| Prompt |
Exactly how many lines in the listing contain "This"? Respond with the number and nothing more.

####################

PR #203, opened 2020-12-18
Webhooks Memory Allocation

techman83:
Problem
=======
The webhooks service kept failing with
```
git.exc.GitCommandError: Cmd('git') failed due to: exit code(-9)
```
This is likely an OOM.

Change
======
I've bumped the memory for the service and we can monitor it. This has already been applied to the NetKAN stack.


DasSkelett (approved):
Time will tell :P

####################

| Written answer |
2